→ **GOAL OF THE EXERCISE**
In the entries below, find every line holding the string "would" and collect it.

→ **PROVIDED DATA**

((

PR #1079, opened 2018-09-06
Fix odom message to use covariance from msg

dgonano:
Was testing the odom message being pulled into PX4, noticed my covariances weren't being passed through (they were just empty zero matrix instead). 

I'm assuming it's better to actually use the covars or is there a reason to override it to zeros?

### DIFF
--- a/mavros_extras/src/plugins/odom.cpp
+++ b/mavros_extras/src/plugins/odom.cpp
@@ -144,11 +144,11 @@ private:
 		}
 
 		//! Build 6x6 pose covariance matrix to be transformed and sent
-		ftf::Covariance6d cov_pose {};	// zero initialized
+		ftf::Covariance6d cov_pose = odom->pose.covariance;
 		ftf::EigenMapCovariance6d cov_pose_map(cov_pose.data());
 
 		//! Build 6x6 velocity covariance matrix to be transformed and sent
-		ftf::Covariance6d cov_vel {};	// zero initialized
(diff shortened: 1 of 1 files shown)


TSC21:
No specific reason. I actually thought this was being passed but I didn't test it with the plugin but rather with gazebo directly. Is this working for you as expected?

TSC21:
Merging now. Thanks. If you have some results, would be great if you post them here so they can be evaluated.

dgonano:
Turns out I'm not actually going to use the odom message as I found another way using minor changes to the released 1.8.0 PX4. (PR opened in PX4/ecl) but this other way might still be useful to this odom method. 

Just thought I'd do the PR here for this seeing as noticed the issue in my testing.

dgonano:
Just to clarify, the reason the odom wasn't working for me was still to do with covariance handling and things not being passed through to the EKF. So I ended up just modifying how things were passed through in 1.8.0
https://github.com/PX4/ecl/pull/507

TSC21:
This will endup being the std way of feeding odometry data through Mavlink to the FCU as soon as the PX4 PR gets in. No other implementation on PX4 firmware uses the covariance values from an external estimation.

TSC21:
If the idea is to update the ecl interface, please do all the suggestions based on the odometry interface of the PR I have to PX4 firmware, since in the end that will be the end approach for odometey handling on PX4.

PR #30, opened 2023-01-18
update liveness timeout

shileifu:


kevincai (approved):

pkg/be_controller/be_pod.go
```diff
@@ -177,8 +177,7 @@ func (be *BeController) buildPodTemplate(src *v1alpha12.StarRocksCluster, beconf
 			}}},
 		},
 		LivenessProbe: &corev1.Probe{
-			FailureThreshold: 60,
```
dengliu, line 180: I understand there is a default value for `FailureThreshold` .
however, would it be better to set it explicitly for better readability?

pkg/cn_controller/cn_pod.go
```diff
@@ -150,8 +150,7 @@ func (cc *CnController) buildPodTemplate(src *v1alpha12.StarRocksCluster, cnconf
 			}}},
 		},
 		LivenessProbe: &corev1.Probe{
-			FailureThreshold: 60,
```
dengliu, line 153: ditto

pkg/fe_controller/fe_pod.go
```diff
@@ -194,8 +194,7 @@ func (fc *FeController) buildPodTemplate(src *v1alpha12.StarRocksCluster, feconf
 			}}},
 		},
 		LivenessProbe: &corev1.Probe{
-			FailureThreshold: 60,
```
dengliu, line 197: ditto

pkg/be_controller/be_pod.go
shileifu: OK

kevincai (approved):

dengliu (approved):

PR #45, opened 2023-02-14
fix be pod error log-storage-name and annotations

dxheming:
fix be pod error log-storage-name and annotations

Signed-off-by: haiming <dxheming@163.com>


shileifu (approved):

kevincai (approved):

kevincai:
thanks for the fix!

))
((

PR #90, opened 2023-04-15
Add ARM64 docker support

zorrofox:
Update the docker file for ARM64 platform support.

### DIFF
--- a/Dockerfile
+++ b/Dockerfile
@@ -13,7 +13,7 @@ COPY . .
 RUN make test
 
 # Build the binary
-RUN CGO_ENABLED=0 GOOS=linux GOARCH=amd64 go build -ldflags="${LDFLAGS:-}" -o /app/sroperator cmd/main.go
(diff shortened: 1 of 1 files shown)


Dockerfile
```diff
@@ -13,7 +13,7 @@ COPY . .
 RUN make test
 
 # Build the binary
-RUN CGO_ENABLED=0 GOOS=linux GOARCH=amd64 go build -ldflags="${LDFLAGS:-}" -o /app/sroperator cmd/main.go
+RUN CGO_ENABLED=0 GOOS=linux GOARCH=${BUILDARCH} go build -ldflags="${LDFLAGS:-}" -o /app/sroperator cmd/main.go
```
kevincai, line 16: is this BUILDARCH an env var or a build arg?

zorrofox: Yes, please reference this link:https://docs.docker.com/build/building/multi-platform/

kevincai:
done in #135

))

→ **RESULT BELOW**
Merging now. Thanks. If you have some results, would be great if you post them here so they can be evaluated.
however, would it be better to set it explicitly for better readability?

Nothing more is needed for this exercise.